Material for the task START
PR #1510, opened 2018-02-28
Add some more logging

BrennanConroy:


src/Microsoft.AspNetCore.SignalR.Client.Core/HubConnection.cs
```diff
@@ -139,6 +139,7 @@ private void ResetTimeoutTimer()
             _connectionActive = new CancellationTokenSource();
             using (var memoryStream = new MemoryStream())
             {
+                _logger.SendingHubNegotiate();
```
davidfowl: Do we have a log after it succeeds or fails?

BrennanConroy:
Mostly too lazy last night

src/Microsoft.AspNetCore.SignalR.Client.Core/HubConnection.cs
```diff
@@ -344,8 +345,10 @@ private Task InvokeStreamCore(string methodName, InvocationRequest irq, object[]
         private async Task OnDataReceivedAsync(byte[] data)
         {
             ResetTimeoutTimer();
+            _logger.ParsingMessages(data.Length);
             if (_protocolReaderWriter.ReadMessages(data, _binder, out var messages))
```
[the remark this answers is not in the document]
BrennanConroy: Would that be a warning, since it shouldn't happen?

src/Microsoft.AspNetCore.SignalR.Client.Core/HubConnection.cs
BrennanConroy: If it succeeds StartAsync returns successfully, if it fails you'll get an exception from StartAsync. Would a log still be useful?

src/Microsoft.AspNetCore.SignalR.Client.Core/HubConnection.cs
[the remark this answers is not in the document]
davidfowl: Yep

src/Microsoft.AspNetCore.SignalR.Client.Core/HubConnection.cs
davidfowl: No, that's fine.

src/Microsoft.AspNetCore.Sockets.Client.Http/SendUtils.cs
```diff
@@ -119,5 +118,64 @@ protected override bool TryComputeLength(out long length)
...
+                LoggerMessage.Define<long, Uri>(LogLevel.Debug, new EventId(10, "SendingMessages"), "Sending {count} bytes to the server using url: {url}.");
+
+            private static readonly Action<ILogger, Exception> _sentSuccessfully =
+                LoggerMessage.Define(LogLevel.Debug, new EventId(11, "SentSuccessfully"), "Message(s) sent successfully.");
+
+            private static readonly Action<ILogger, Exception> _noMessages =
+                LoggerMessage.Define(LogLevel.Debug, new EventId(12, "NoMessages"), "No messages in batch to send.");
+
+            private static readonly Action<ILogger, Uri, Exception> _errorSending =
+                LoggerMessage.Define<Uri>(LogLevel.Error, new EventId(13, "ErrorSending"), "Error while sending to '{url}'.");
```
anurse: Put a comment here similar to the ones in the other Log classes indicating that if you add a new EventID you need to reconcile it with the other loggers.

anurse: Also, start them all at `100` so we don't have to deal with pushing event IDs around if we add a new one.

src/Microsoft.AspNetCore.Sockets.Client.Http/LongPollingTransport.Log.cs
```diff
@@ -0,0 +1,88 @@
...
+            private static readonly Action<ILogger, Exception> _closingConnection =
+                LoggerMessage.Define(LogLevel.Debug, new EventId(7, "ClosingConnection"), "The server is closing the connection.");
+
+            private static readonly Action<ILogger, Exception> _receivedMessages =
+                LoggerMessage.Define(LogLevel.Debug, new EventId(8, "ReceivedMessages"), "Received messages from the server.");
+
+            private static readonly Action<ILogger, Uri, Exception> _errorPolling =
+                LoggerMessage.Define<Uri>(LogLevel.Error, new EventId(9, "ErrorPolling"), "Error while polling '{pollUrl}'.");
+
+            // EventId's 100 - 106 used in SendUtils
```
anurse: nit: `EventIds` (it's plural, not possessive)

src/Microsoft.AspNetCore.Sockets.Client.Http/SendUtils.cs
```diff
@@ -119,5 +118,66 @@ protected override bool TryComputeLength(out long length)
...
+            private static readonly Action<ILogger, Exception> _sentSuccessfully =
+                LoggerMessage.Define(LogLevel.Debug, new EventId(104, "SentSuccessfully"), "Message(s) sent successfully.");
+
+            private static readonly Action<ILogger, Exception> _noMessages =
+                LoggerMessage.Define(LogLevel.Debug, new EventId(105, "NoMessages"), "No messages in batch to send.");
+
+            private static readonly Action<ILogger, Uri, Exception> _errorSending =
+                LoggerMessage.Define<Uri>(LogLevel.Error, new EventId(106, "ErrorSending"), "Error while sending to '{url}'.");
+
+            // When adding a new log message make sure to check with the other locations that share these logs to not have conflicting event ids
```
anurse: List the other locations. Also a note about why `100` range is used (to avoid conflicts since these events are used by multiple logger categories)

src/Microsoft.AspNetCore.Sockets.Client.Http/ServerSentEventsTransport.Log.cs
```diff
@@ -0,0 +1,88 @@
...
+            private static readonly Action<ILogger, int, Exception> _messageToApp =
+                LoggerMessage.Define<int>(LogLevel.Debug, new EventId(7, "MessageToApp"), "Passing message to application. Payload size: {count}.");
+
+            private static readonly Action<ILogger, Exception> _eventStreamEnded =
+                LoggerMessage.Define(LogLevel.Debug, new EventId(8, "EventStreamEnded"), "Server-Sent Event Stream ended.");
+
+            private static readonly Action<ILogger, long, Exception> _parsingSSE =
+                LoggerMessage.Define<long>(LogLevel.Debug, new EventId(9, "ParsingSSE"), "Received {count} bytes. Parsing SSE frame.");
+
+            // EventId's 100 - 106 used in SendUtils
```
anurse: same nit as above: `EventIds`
Material for the task END
Material for the task START
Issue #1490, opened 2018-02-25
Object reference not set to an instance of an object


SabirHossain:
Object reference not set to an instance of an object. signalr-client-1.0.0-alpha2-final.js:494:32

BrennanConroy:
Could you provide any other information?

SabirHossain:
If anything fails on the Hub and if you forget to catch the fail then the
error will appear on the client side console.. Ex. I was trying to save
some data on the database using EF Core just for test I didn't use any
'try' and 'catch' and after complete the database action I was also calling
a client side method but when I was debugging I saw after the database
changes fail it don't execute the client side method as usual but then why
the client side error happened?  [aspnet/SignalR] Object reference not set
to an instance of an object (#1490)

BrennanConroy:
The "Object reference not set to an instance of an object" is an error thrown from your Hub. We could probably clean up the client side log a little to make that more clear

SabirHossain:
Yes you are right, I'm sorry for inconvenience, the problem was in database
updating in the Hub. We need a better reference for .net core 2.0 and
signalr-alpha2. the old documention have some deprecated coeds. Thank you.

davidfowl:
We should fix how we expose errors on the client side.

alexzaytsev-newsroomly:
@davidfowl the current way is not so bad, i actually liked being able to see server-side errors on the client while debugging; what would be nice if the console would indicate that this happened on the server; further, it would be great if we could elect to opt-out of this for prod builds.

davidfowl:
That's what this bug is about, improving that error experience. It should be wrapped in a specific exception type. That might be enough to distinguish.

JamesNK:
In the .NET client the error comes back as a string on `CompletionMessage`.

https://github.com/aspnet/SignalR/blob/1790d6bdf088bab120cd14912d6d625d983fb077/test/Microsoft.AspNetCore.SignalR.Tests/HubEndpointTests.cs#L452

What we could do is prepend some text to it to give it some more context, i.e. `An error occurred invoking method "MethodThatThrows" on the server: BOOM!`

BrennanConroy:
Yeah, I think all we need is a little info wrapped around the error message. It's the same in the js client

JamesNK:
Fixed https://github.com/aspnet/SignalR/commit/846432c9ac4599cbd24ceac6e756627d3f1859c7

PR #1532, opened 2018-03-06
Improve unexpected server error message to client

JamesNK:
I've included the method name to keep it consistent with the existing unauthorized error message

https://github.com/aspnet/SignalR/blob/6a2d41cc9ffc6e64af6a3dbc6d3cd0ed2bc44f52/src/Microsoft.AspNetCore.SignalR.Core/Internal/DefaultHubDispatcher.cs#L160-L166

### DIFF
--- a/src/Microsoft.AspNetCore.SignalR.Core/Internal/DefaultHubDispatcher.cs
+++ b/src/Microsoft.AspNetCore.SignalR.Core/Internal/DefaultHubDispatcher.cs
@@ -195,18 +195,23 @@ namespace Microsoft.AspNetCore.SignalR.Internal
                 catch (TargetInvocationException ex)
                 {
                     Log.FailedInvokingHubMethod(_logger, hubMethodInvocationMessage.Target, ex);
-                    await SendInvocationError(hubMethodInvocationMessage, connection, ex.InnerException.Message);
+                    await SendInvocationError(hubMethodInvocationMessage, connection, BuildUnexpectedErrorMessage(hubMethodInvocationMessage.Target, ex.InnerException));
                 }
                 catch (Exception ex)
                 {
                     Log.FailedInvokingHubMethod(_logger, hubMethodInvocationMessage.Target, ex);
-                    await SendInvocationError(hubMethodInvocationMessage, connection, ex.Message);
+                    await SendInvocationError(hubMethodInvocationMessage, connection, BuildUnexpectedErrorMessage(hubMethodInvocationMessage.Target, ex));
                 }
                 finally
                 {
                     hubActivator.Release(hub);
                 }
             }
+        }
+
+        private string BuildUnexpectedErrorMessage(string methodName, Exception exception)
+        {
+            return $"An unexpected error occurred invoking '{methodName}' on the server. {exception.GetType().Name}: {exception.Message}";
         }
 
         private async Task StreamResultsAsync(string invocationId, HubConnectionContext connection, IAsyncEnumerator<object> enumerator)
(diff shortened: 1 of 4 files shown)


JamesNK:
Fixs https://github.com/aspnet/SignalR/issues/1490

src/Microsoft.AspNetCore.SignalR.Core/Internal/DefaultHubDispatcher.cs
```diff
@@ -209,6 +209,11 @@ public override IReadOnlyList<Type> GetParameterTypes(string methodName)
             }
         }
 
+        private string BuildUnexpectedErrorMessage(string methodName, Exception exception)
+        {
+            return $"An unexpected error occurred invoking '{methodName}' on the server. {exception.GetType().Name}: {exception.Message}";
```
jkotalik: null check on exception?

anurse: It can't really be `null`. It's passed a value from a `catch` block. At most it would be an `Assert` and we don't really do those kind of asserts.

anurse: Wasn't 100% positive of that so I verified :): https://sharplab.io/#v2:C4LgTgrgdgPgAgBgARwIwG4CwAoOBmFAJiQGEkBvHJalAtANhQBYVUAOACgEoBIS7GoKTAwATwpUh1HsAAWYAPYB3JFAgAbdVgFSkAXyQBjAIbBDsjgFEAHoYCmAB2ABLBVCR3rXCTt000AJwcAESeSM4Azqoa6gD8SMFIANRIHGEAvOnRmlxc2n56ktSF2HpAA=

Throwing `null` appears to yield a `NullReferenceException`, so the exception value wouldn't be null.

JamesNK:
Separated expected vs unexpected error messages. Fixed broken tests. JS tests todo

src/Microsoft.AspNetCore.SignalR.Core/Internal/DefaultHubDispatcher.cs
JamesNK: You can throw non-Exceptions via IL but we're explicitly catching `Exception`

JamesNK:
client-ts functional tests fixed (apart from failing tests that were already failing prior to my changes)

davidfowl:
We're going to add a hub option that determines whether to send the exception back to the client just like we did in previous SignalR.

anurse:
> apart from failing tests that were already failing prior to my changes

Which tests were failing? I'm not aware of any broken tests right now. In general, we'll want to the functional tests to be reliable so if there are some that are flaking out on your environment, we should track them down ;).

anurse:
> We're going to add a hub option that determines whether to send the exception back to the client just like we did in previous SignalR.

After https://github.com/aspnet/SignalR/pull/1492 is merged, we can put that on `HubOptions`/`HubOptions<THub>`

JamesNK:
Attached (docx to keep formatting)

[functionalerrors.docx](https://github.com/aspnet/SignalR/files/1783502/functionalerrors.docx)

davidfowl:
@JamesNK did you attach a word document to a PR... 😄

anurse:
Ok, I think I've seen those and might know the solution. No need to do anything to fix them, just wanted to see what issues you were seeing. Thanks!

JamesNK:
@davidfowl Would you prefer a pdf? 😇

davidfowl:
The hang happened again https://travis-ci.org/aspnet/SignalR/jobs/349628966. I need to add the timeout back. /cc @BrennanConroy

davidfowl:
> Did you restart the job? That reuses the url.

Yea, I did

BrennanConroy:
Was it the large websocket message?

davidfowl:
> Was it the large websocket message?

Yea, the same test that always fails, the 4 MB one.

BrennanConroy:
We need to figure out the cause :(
Material for the task END
Material for the task START
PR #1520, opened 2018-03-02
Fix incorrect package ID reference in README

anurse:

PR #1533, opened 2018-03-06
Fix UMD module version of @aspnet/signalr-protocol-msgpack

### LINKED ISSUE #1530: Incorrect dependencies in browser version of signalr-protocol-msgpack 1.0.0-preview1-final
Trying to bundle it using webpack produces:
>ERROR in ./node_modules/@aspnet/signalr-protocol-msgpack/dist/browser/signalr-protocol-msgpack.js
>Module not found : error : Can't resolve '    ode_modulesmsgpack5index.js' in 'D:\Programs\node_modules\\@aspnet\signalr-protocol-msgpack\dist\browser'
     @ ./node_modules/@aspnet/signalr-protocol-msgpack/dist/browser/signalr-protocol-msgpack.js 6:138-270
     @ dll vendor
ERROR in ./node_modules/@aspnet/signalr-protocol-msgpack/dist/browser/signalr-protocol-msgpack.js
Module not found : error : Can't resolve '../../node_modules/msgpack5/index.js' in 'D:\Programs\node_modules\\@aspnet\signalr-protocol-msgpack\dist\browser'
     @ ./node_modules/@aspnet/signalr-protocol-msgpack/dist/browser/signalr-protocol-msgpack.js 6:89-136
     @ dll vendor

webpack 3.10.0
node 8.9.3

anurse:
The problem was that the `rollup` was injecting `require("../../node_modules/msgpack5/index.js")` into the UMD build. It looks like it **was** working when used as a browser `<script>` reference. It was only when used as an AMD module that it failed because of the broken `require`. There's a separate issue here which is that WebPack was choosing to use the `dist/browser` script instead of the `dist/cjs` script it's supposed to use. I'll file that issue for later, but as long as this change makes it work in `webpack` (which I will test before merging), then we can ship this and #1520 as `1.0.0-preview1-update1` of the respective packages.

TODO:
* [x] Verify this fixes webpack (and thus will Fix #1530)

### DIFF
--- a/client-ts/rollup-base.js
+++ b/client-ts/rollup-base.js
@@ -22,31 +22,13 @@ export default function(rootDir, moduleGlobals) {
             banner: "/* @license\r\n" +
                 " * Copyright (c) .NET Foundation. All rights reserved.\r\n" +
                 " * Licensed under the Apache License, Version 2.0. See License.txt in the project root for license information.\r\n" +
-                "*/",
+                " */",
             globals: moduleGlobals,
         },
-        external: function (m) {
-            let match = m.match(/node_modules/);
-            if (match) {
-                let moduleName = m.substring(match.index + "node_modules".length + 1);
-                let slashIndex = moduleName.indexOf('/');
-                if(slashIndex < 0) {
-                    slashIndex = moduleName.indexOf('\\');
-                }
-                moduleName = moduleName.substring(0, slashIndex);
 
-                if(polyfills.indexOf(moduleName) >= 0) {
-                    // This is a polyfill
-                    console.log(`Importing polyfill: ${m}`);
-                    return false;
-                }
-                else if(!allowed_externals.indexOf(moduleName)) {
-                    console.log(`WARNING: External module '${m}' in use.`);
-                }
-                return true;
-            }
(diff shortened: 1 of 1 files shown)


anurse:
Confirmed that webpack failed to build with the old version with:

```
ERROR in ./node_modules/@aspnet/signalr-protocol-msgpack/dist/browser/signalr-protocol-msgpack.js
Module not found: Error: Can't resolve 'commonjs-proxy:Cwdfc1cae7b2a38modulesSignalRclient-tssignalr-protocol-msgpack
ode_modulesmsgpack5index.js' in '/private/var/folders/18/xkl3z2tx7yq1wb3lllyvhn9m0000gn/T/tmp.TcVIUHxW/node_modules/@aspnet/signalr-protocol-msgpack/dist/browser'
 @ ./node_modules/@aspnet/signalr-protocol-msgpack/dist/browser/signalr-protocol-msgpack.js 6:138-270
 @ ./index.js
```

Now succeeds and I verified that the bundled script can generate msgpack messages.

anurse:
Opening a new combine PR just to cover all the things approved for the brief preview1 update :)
Material for the task END
Task -
In the material above, locate the line containing "--- a/client-ts/rollup-base.js" and the line containing "external: function (m)". Transcribe exactly those two lines and every line between them, and nothing more.

Solution -
--- a/client-ts/rollup-base.js
+++ b/client-ts/rollup-base.js
@@ -22,31 +22,13 @@ export default function(rootDir, moduleGlobals) {
             banner: "/* @license\r\n" +
                 " * Copyright (c) .NET Foundation. All rights reserved.\r\n" +
                 " * Licensed under the Apache License, Version 2.0. See License.txt in the project root for license information.\r\n" +
-                "*/",
+                " */",
             globals: moduleGlobals,
         },
-        external: function (m) {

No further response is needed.